Холод камня просачивается в колени.
— Исповедоваться принято в грехах, но я не могу быть уверенной, что составляет грех в глазах вашей церкви.
— Грех есть грех. — Снова резкость. — Загляните в свое сердце.
— То, что я чувствую к кому-то… — Она замолкает. Хотя их голоса звучат очень тихо, Шарлотте кажется, что они грохочут и эхом отдаются в колокольне; ее звенящие слова разносятся по всему городу, над полями и морем. — Это не то, что я совершила, это не действие. Это больше желание, но… такого рода желание, которое никогда не может сбыться. Это не… Если желаешь, чтобы кто-то был мертв, это ведь грех, верно? Особенно, если это может произойти на самом деле. Но это желание… просто… чтобы кто-то никогда не существовал. Это тяжкий грех?
— Вы чувствуете это?
Слезы снова перекрывают дыхание, и Шарлотта не в силах ответить. Но священник принимает ее застопоренное молчание за признание, раскаяние. Вскоре он уже настойчиво бормочет, что она правильно поступила, сделав первый шаг, что истинная церковь ждет ее, что ей следует приходить к нему каждое утро, дабы он мог наблюдать за ее обращением…
Она покидает храм, пообещав приходить. Что ж, она все равно уже один раз солгала.
— Константин, я волнуюсь за мадемуазель Бронте, — говорит мадам Хегер, садясь на постели и подрезая фитиль свечи на ночном столике. Она терпеть не может, когда свеча коптит.
— Я знаю, что ты волнуешься, любимая, — сонно отвечает он. — Потому что ты добрая.
Беременность уже на такой стадии, когда занятия любовью не могут быть комфортными, поэтому сегодня вечером она сняла его напряжение манипуляцией, после которой он всегда пребывает в таком вот расслабленном состоянии. Ей приходит в голову, что, несмотря на брачное ложе, это может составлять грех онанизма; с другой стороны, она считает вовсе не обязательным тревожить своего исповедника по каждой мелочи.

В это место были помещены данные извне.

PR #748, opened 2026-05-19
feat(spi_nand_flash): add support for GD5F4GM7xExxG NAND device

RathiSonika:
# Change description
Added support for GD5F4GM7xExxG NAND device

### DIFF
--- a/spi_nand_flash/priv_include/nand_flash_devices.h
+++ b/spi_nand_flash/priv_include/nand_flash_devices.h
@@ -49,6 +49,7 @@ extern "C" {
 #define GIGADEVICE_DI_82              0x82
 #define GIGADEVICE_DI_91              0x91
 #define GIGADEVICE_DI_81              0x81
+#define GIGADEVICE_DI_94              0x94   // GD5F4GM7UExxG
 
 // Alliance Memory
 #define ALLIANCE_DI_25                0x25   // AS5F31G04SND-08LIN
--- a/spi_nand_flash/src/devices/nand_gigadevice.c
+++ b/spi_nand_flash/src/devices/nand_gigadevice.c
@@ -55,6 +55,15 @@ esp_err_t spi_nand_gigadevice_init(spi_nand_flash_device_t *dev)
     case GIGADEVICE_DI_95:
     case GIGADEVICE_DI_85:
         dev->chip.num_blocks = 4096;
+        // Not hardware dual-plane: num_planes models odd/even block parity required
+        // for Internal Data Move (GD5F4GM8 datasheet §9.5). See nand_copy().
+        dev->chip.flags = NAND_FLAG_HAS_PROG_PLANE_SELECT | NAND_FLAG_HAS_READ_PLANE_SELECT;
+        dev->chip.num_planes = 2;
+        break;
+    case GIGADEVICE_DI_94:
+        dev->chip.log2_page_size = 12;  // 4096 bytes per page
+        dev->chip.num_blocks = 2048;
+        // Same parity grouping as GD5F4GM8 (GIGADEVICE_DI_95) above.
         dev->chip.flags = NAND_FLAG_HAS_PROG_PLANE_SELECT | NAND_FLAG_HAS_READ_PLANE_SELECT;
         dev->chip.num_planes = 2;
         break;
--- a/spi_nand_flash/CHANGELOG.md
+++ b/spi_nand_flash/CHANGELOG.md
@@ -2,6 +2,9 @@
 
 Versioning policy: see [VERSIONING.md](VERSIONING.md). From **v1.0.0** onward this component follows [Semantic Versioning 2.0.0](https://semver.org/spec/v2.0.0.html).
 
+## [1.2.0]
+- feat: added support for Gigadevice GD5F4GM7UExxG NAND flash
+
 ## [1.1.0]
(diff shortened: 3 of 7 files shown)


spi_nand_flash/priv_include/nand_flash_devices.h
```diff
@@ -48,6 +48,7 @@ extern "C" {
 #define GIGADEVICE_DI_82              0x82
 #define GIGADEVICE_DI_91              0x91
 #define GIGADEVICE_DI_81              0x81
+#define GIGADEVICE_DI_94              0x94
```
omnitex: can you please add an entry for `DI 0x84` as well? just like https://github.com/espressif/idf-extra-components/pull/703 added 2 entries, because if we're adding support for `GD5F4GM7xExxG`, it should cover both the 
- `GD5F4GM7UExxG -> DI 0x94`
- `GD5F4GM7RExxG -> DI 0x84`
the datasheets specifies.

spi_nand_flash/src/devices/nand_gigadevice.c
```diff
@@ -58,6 +58,12 @@ esp_err_t spi_nand_gigadevice_init(spi_nand_flash_device_t *dev)
         dev->chip.flags = NAND_FLAG_HAS_PROG_PLANE_SELECT | NAND_FLAG_HAS_READ_PLANE_SELECT;
         dev->chip.num_planes = 2;
         break;
+    case GIGADEVICE_DI_94:
+        dev->chip.log2_page_size = 12;  // 4096 bytes per page
+        dev->chip.num_blocks = 2048;
+        dev->chip.flags = NAND_FLAG_HAS_PROG_PLANE_SELECT | NAND_FLAG_HAS_READ_PLANE_SELECT;
+        dev->chip.num_planes = 2;
+        break;
```
omnitex, line 69: can you please double check this? I can't find any dual plane info in the datasheet for this flash chip. additionally, in the datasheet there is a section for `CASN page` in the OTP area, which lists
```
logical planes per lun | 01h
```

so I believe this flash chip is single plane?

The same issue is afaict existing for the gigadevice IDs just above the ones this PR adds:
```
case GIGADEVICE_DI_95:
case GIGADEVICE_DI_85:
        dev->chip.num_blocks = 4096;
        dev->chip.flags = NAND_FLAG_HAS_PROG_PLANE_SELECT | NAND_FLAG_HAS_READ_PLANE_SELECT;
        dev->chip.num_planes = 2;
```
`0x95, 0x85` belong to `GD5F4GM8UExxG` and `GD5F4GM8RExxG` which this commit https://github.com/espressif/idf-extra-components/commit/7bbbd02720d28d9f194e0299f242de8566e7c740 made dual plane, but I don't see anything about dual plane in their datasheet either?

am I missing something? can you please clarify?

spi_nand_flash/priv_include/nand_flash_devices.h
RathiSonika: I intentionally did not add DI 0x84 (GD5F4GM7RExxG). The RE variant is rated for 1.7–2.0 V, while the UE variant (0x94) is 2.7–3.6 V. This driver targets ESP32 boards which operates at 3.3 V, so only the UE part I have added in this PR.

Older GigaDevice RE device IDs remain in the driver from earlier commits and are not being removed in this PR. I will update the README to clarify the UE/RE voltage distinction and list only GD5F4GM7UExxG as supported for this addition.

Do you have any suggestion on how this should be handled?

spi_nand_flash/src/devices/nand_gigadevice.c
RathiSonika: You’re right that this is not a traditional dual-plane NAND device.

However, according to the datasheet (Internal Data Move, §9.5), the operation is only valid between blocks that share the same odd/even parity attribute; it cannot be performed between an odd block and an even block. That introduces a copy restriction similar to the one we already handle for GD5F4GM8 in #735.

So in this case, num_planes = 2 and the plane-select flags are not meant to indicate a second physical plane. Instead, they are used to model this parity-based grouping in the column-addressing logic so that nand_copy() behaves correctly:
```
same parity → same column address → hardware copy path
different parity → different column address → RAM copy fallback
```
Without this, nand_copy() would treat all blocks uniformly and might attempt an internal data move between odd and even blocks, which the datasheet explicitly forbids. That is the same class of issue previously seen on GD5F4GM8 before #735.

I agree that the current naming (num_planes, plane-select flags) is somewhat misleading in this context. A follow-up refactor with clearer terminology would make sense, but the behavior for GD5F4GM7UE is intentionally aligned with the existing GD5F4GM8 handling.

spi_nand_flash/priv_include/nand_flash_devices.h
omnitex: I see, thank you for the explanation, I did not previously check/consider the voltage ratings. 

Adding just the correct variant with explanation: OK

spi_nand_flash/src/devices/nand_gigadevice.c
omnitex: If this is required for correct Internal Data move operation, then OK.

Please document this fact in an appropriate comment, so the fact that `num_planes` *does not actually mean what is says* for this (and the previously merged case) is clear until the refactor takes place, thank you.

omnitex (approved):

— Нет, я имею в виду больше, чем обычно. Когда мы вернулись из Бланкенберга, я была шокирована тем, какой худой и бледной она стала. Признаться, мне было неспокойно оставлять мадемуазель Бронте на каникулы одну, но ты знаешь, насколько сильна ее воля. Так вот, я спросила ее, как она справлялась, что делала. Ничего, сказала она, а потом со странным видом добавила, что много думала.
— Это похоже на мадемуазель Бронте. У нее чудовищно развит ум.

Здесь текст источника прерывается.